Bronzlaşmak Cilde Hasar Veriyor

Yaz mevsiminde, güneş ışınları, deniz, havuz gibi nedenlerle yıpranan cilde özel bir bakım uygulamak gerektiği bildirildi.

Cilt bakımının, cildin normal fonksiyonlarını yerine getirmesine imkan veren, bu fonksiyonları koruyan ve uyaran bir işlem olduğunu ifade eden Dermatoloji Uzmanı Dr. Ayfer Bankaoğlu, "İyi bir cilt bakımının esas kuralı, cildin yapısına uygun temizlik ile başlar. Bu temizliğin sadece akşamları değil sabahları da yapılması gerekir. Cildin üstüne oturmuş (toz, makyaj artığı, yağ gibi) kirlerin, mikroorganizmaların ve iltihap odaklarının ortadan kaldırılması temizlikle sağlanabilir. Cildin üzerindeki pislik veya kirlilik dışında nikotin, alkol, kötü beslenme, kötü uyku ve kötü alışkanlıklar gibi etkenlerle de cildin yapısı bozulabilir" dedi.

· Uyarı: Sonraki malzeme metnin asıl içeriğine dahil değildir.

Issue #1323, opened 2026-09-01
fix(lint): print-width oscillates on calls inside binary expressions


bradleat:
## Problem

`ttsc format` in `@ttsc/lint` 0.28.4 does not converge when `format/print-width` visits calls that are fragments of a binary expression. The same implementation is still present on `master`.

This is a genuine two-state oscillation, not multiple formatters or concurrent package formatting.

## Minimal shape

```ts
export function isStrategy(value: unknown): boolean {
  return isSync(
    value,
  ) || isLazy(
    value,
  ) || isStatic(
    value,
  );
}
```

With the normal format cascade:

1. One pass independently flattens each call:

```ts
return isSync(value) || isLazy(value) || isStatic(value);
```

2. The complete binary expression now exceeds `printWidth`, so the next pass independently breaks the same calls.
3. The process repeats until `maxFormatPasses` and exits 2:

```text
@ttsc/lint: format cascade did not converge after 10 passes
```

## Observed trace

Instrumenting `runFormat` against a real project produced the same findings on all ten passes:

```text
format/print-width: 11 findings
format/quotes:       4 findings
applied:             11 edits per pass
```

The print-width edits alternate flat/broken layouts. The quote edits are nested inside four call replacements and are skipped by the atomic overlap resolver; they are not the cause.

The affected nodes were calls inside `||`, `??`, and `&&` binary chains. A package-local single-threaded reproduction fails identically, excluding Nx/concurrency.

## Cause

`formatPrintWidth` owns `CallExpression` but does not own or print `BinaryExpression`. It therefore makes a width decision for each child call without controlling the complete line. Several individually-correct child edits can collectively change whether the enclosing binary line fits, reversing every decision on the next pass.

This violates the rule's stated safety model: nodes below syntax the dispatcher cannot completely control should remain byte-identical.

## Proposed patch

Abstain when the visited reflow node is a fragment of a binary expression, until the structured printer can own and render the complete binary chain:

```go
// After hasReflowAncestor:
if hasBinaryExpressionAncestor(node) {
  return
}

func hasBinaryExpressionAncestor(node *shimast.Node) bool {
  if node == nil {
    return false
  }
  for parent := node.Parent; parent != nil; parent = parent.Parent {
    if parent.Kind == shimast.KindBinaryExpression {
      return true
    }
  }
  return false
}
```

[...]

PR #1325, opened 2026-09-02
fix(lint): stop print-width oscillation in binary expressions

samchon:
## Intent

Issue #1323 demonstrates a two-state `format/print-width` cascade when a supported call or value literal is nested below a binary expression that the structured printer does not own. This pull request restores the formatter's conservative ownership invariant so the cascade converges.

## Change

- Abstain from print-width reflow when any uncontrolled `BinaryExpression` is an ancestor of the visited node.
- Keep the existing direct destructuring assignment behavior by skipping only the target's directly owning `=`, then resume scanning for outer binary expressions.
- Add a command-level regression covering `||`, `??`, `&&`, a destructuring assignment below `||`, a standalone-call negative twin, and byte-identical second-run output.
- Document the binary-expression ownership boundary and distinguish binding destructuring patterns from direct assignment targets.
- Pin Browserslist 4.28.8 after the required dependency-audit lane exposed two advisories with released fixes.

## Boundary

Full `BinaryExpression` printer coverage and binary-chain reflow remain outside this change. Unsupported binary subtrees stay byte-identical until the structured printer can own the complete chain.

## Verification

- Before the local-test restriction, the baseline native reproduction reached the ten-pass cap with exit 2; the corrected reproduction exited 0 twice with identical output.
- Before the local-test restriction, the focused command regression and relevant print-width group passed, including a repeated run. A full lint run reached its ten-minute limit in unrelated corpus work after exposing two direct-assignment regressions; those regressions were corrected and covered, but the full run was not repeated.
- Before the local-test restriction, `pnpm run check:dependencies` passed with `low=9`, `moderate=23`, `high=1`, `critical=0`, and `waived=1` after the Browserslist override.
- The required final `pnpm format` completed successfully. `git diff --check` and the tracked worktree are clean.
- No local test or suite was run after the restriction.
- All 29 ordinary CI checks passed on exact head `c822e5fb2862b0f8caae0cc54d030abaf9f515d2`.

## Self-Review

- Individual Self-Review on the implementation found the overbroad destructuring-target exemption, and the correction review plus the first Overall round found its source and guide explanation mismatch. Both findings were corrected.
- Individual Self-Review of exact commit `c822e5fb2862b0f8caae0cc54d030abaf9f515d2` is clean.
- Final Overall Self-Review of exact diff `36c8488c347917e807cba88a9f9b9df47a54c6cc..c822e5fb2862b0f8caae0cc54d030abaf9f515d2` is clean.

### DIFF
--- a/packages/lint/linthost/rules_format_print_width.go
+++ b/packages/lint/linthost/rules_format_print_width.go
@@ -187,6 +187,18 @@ func (formatPrintWidth) Check(ctx *Context, node *shimast.Node) {
     return
   }
 
+  // Abstain on any uncontrolled reflow target nested below a binary
+  // expression. The structured printer does not own BinaryExpression, so
+  // independently flattening or breaking its child calls and value literals
+  // can change whether the complete binary line fits. The next cascade pass
+  // then reverses those child decisions and `ttsc format` oscillates to the
+  // 10-pass cap. Destructuring assignment targets are the exception: their
+  // literal printer owns the complete left-hand list and already charges the
+  // `= value` suffix against its width budget.
+  if hasUncontrolledBinaryExpressionAncestor(node) {
+    return
+  }
+
   // Abstain on any node nested inside a template-literal substitution.
   // Prettier renders `${…}` expressions at printWidth:Infinity, it
   // never breaks an interpolation the source wrote on one line, so
@@ -499,6 +511,21 @@ func hasReflowAncestor(node *shimast.Node) bool {
   }
   for parent := node.Parent; parent != nil; parent = parent.Parent {
     if isReflowKind(parent.Kind) {
+      return true
+    }
+  }
+  return false
+}
+
+// hasUncontrolledBinaryExpressionAncestor reports whether `node` is a fragment
+// of a binary expression whose layout it cannot own. A destructuring assignment
+// target is safe because the literal printer owns that complete left-hand list.
+func hasUncontrolledBinaryExpressionAncestor(node *shimast.Node) bool {
+  if node == nil || isDestructuringAssignmentTarget(node) {
+    return false
+  }
+  for parent := node.Parent; parent != nil; parent = parent.Parent {
+    if parent.Kind == shimast.KindBinaryExpression {
       return true
     }
   }
--- a/packages/lint/linthost/rules_format_print_width.go
+++ b/packages/lint/linthost/rules_format_print_width.go
@@ -519,15 +519,25 @@ func hasReflowAncestor(node *shimast.Node) bool {
 
 // hasUncontrolledBinaryExpressionAncestor reports whether `node` is a fragment
 // of a binary expression whose layout it cannot own. A destructuring assignment
-// target is safe because the literal printer owns that complete left-hand list.
+// target may skip its owning `=` because the literal printer owns that complete
+// left-hand list, but an enclosing binary expression remains uncontrolled.
 func hasUncontrolledBinaryExpressionAncestor(node *shimast.Node) bool {
-  if node == nil || isDestructuringAssignmentTarget(node) {
+  if node == nil {
     return false
   }
+  skipOwningAssignment := isDestructuringAssignmentTarget(node)
+  child := node
   for parent := node.Parent; parent != nil; parent = parent.Parent {
     if parent.Kind == shimast.KindBinaryExpression {
-      return true
+      expression := parent.AsBinaryExpression()
+      if skipOwningAssignment && expression != nil && expression.OperatorToken != nil &&
+        expression.OperatorToken.Kind == shimast.KindEqualsToken && expression.Left == child {
+        skipOwningAssignment = false
+      } else {
+        return true
+      }
     }
+    child = parent
   }
   return false
 }
--- a/packages/lint/linthost/rules_format_print_width.go
+++ b/packages/lint/linthost/rules_format_print_width.go
@@ -192,9 +192,10 @@ func (formatPrintWidth) Check(ctx *Context, node *shimast.Node) {
   // independently flattening or breaking its child calls and value literals
   // can change whether the complete binary line fits. The next cascade pass
   // then reverses those child decisions and `ttsc format` oscillates to the
-  // 10-pass cap. Destructuring assignment targets are the exception: their
-  // literal printer owns the complete left-hand list and already charges the
-  // `= value` suffix against its width budget.
+  // 10-pass cap. A destructuring assignment target may skip only its directly
+  // owning `=` because the literal printer owns the complete left-hand list and
+  // charges the `= value` suffix. Any binary ancestor above that assignment
+  // remains uncontrolled.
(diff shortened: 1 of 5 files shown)


packages/lint/linthost/rules_format_print_width.go
```diff
@@ -505,6 +517,21 @@ func hasReflowAncestor(node *shimast.Node) bool {
   return false
 }
 
+// hasUncontrolledBinaryExpressionAncestor reports whether `node` is a fragment
+// of a binary expression whose layout it cannot own. A destructuring assignment
+// target is safe because the literal printer owns that complete left-hand list.
+func hasUncontrolledBinaryExpressionAncestor(node *shimast.Node) bool {
+  if node == nil || isDestructuringAssignmentTarget(node) {
```
samchon: `isDestructuringAssignmentTarget(node)` returns early for the whole ancestor search, so a target such as `([alphaValue, ...remainingValues] = sourceValues) || fallbackValue` is independently reflowed even though the outer `||` remains uncontrolled. The direct assignment's owning `=` is safe to skip, but ancestor scanning must continue beyond it. Reproduced with the native formatter at `printWidth: 40`; the nested target changed from one line to multiple lines. Accepted and queued for correction.

samchon (commented):
Individual Self-Review of `b3b95feddfcef04becdd7721593b8f192c5da2c5` (`fix(lint): preserve binary expression fragments`). This commit resolves #1323 by making print-width abstain below uncontrolled binary expressions, adding command-level convergence, idempotency, and negative-twin coverage, and documenting the boundary. One candidate survived adjudication and is recorded inline: destructuring assignment targets skipped every binary ancestor rather than only their owning `=`. The proposed oscillation witness was not reproduced verbatim, but the underlying ownership defect was reproduced as an observable rewrite of a long destructuring target below `||`; it is accepted for correction. No other findings survived across source, tests, documentation, platforms, concurrency, or compatibility.

samchon (commented):
Individual Self-Review of `4c975661b89f8e53ac937dbc703609d93be75285` (`fix(lint): complete binary ancestor guard`). This correction makes destructuring targets skip only their own assignment, adds the command regression boundary, and pins the patched Browserslist release. One candidate survived adjudication: the source and guide still describe destructuring targets as general exceptions, while the code and new test exempt only the directly owned `=`. The mismatch is accepted for correction. No other findings survived across correctness, test isolation, lockfile integrity, platforms, concurrency, or compatibility. The reviewer ran no local tests as instructed; CI is pending.

packages/lint/linthost/rules_format_print_width.go
```diff
@@ -187,6 +187,18 @@ func (formatPrintWidth) Check(ctx *Context, node *shimast.Node) {
     return
   }
 
+  // Abstain on any uncontrolled reflow target nested below a binary
+  // expression. The structured printer does not own BinaryExpression, so
+  // independently flattening or breaking its child calls and value literals
+  // can change whether the complete binary line fits. The next cascade pass
+  // then reverses those child decisions and `ttsc format` oscillates to the
+  // 10-pass cap. Destructuring assignment targets are the exception: their
```
samchon: This says destructuring assignment targets are the exception without limiting that exception to their directly owned `=`. The helper below correctly resumes scanning and abstains when the assignment itself sits under another binary expression. Narrow this explanation to match the implementation and regression test.

website/src/content/docs/lint/format.mdx
```diff
@@ -226,8 +226,8 @@ Width is measured in **display columns** (Prettier's `getStringWidth`), not UTF-
 This list is the reflow's own, scoped to node shapes. The boundary that applies to the whole format set is [Scope](#scope).
 
 - JSX elements and fragments.
-- Binary expressions.
-- Destructuring patterns.
+- Binary expressions, including otherwise supported calls and value literals nested inside them. The rule preserves those fragments until it can render the complete binary chain. Destructuring assignment targets remain covered because their literal printer owns the complete left-hand list.
```
samchon: `Destructuring assignment targets remain covered` reads as a general exception, but the new boundary test preserves one below `||`. State that only a direct target's own `=` is covered and that an enclosing binary expression restores abstention.

packages/lint/linthost/rules_format_print_width.go
samchon: Overall finding: limit this exception to the target's own assignment. A destructuring assignment nested under `||`, `??`, or another binary expression is still uncontrolled and must abstain, as the corrected helper now does.

website/src/content/docs/lint/format.mdx
samchon: Overall finding: document the same direct-assignment boundary as the implementation. The current final sentence implies all destructuring assignment targets remain covered, including the newly preserved `||` witness.

samchon (commented):
Overall Self-Review finding round on exact diff `36c8488c347917e807cba88a9f9b9df47a54c6cc..4c975661b89f8e53ac937dbc703609d93be75285`. I read every hunk in all five changed files and traced the rule through the shared CLI and LSP cascades, AST parent semantics, direct and nested destructuring assignments, command-test isolation and idempotency, existing assignment regressions, dependency-audit policy and lockfile resolution, documentation, platforms, concurrency, compatibility, and closing metadata. One sound improvement survived: two explanations still present destructuring assignment targets as a general binary-expression exception even though the corrected code and test skip only the directly owned `=` and abstain under any outer binary ancestor. No other finding survived this round. Local tests were not run in this round per user instruction; CI is running on this exact head.

samchon (commented):
Individual Self-Review of `c822e5fb2862b0f8caae0cc54d030abaf9f515d2` (`docs(lint): clarify binary assignment boundary`). The read-only review covered every changed hunk in the exact parent-to-commit diff. The Go comment and guide now match the implementation and regression boundary: a destructuring assignment target may skip only its directly owning `=`, while any outer binary expression forces abstention. Direct assignment reflow remains compatible, and nested assignments remain preserved. The guide paragraph uses one source line, direct prose, and no manual word wrapping. No candidate finding survived. The reviewer ran no local tests or suites as instructed; CI is pending.

samchon (commented):
Final clean Overall Self-Review of exact diff `36c8488c347917e807cba88a9f9b9df47a54c6cc..c822e5fb2862b0f8caae0cc54d030abaf9f515d2`. I read every hunk in all five changed files and traced the binary-ancestor guard through the rule visitor, AST parent semantics, direct and nested destructuring assignments, the shared CLI and both LSP format cascades, command-test isolation and second-run idempotency, existing assignment compatibility tests, dependency-audit policy and lockfile resolution, documentation, platforms, concurrency, and issue-closing metadata. The earlier source and guide ambiguity is corrected: only the directly owning `=` may be skipped, while any outer binary expression remains uncontrolled. No sound improvement or candidate finding survived this fresh round. Local tests were not run in this round per user instruction; CI is running on this exact head.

Yaz mevsiminde güneş ışınları, deniz, havuz gibi nedenlerle cildin daha fazla kuruduğunu, dolayısıyla nem ve bakım ihtiyacının artığına değinen Dr. Ayfer Bankaoğlu, "Yazın evde uygulanan günlük bakıma haftada en az 1-2 kez nem maskesinin eklenmesi yerinde olur. Nem maskesiyle beraber cildi soyucu ve temizleyici maskeler de ihtiyaca uygun sıklıkta uygulanmalıdır. Bu arada yaz boyunca kullanılan kremlerdeki koruyucular, bronzlaştırıcılar cilt altında birikintilere ve çok fazla ölü tabaka tutulmasına yol açar. Soyan ve arındıran maskeler, yaz boyunca cildin daha temiz ve canlı kalmasını sağlar. Güneşin yaşam için yararlı etkileri tartışmasız olsa da, güneşten kaçınmak ya da güneşle sınırlı temasta bulunmak gereklidir. Çünkü güneş ışığı, cildin erken yaşlanmasını artıran en önemli faktördür.

Ciltte istenmeyen lekeler çiller oluşmasına yol açar. Güneşin bilimsel olarak kesinlik kazanan en önemli zararı ise, deri kanseri oluşum riskini arttırmasıdır. Deri kanseri son yıllarda çok hızlı bir artış göstermektedir. Bronzlaşma tüm dünya toplumlarında sağlıklı bir görünüm ile ilişkilendirilse de, anlamı aslında deri hasarıdır. Bronzlaşma derinin kendini koruma yöntemidir. Deri ne kadar bronz ise o kadar hasar almış demektir. Deriye ulaşan güneş ışınlarının bir kısmı yansır bir kısmı da deri tarafından emilir. Bu nedenle koruyucu önlemlerin hepsi birlikte uygulanmalıdır" şeklinde açıklamada bulundu.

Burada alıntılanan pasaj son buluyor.